Tracr
A personal time tracker built because nothing else fit the way I actually work.
- TypeScript
- SQLite
- Bun
- Node.js
I’ve tried every time tracker. Toggl, Clockify, the one built into Notion, the one built into Jira. They all want you to work the way they think you work — projects with sub-projects, billable vs. non-billable, weekly summary emails.
Tracr is different because it has exactly the features I need and nothing else.
What it does
You run it from the terminal. You start a timer with a short description. You stop it. That’s the core loop. The data lives in a local SQLite file. There’s a log command that shows what you’ve been doing. There’s a summary command that groups by tag or project.

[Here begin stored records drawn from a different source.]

PR #1416, opened 2024-10-08
Deploy docker only when an option is passed

vladiulianbogdan:
# Pull Request Template

## Type of change

-   [ ] 🍕 New feature
-   [x] 🐛 Bug Fix
-   [ ] 🔥 Breaking change
-   [ ] 🧑‍💻 Improvement

## Description

To avoid any backwards compatibility issue, we deploy container only when an option is passed.

## Checklist

-   [ ] I have added tests;

### DIFF
--- a/src/genezio.ts
+++ b/src/genezio.ts
@@ -149,6 +149,11 @@ program
     .option("--env <envFile>", "Load environment variables from a given file", undefined)
     .option("--stage <stage>", "Set the environment name to deploy to", "prod")
     .option(
+        "--image <image>",
+        "Path to the container image file. If this option is set, it indicates a container-based deployment.",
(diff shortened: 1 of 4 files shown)


src/genezio.ts
```diff
@@ -148,6 +148,11 @@ program
     )
     .option("--env <envFile>", "Load environment variables from a given file", undefined)
     .option("--stage <stage>", "Set the environment name to deploy to", "prod")
+    .option(
+        "--image <image>",
+        "Path to the container image file. If this option is set, it indicates a container-based deployment.",
```
valighita, line 153: It should be to the container Dockerfile, or build file, not image file.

No cloud sync. No web dashboard. No accounts. A file on your disk that you own.
Why raw SQL
I started with an ORM — Drizzle, specifically. It’s a good ORM. But I kept fighting it whenever I needed a query that didn’t fit the happy path. Aggregations, window functions, custom time bucketing — all things SQLite does well and all things that become awkward through an abstraction layer.
Switched to raw SQL with a thin query helper. The queries are readable, the migrations are just .sql files, and I understand exactly what’s hitting the database.
Status
Active development. I use it daily. Occasionally I add something I’ve been missing. The schema has been stable for a few months now.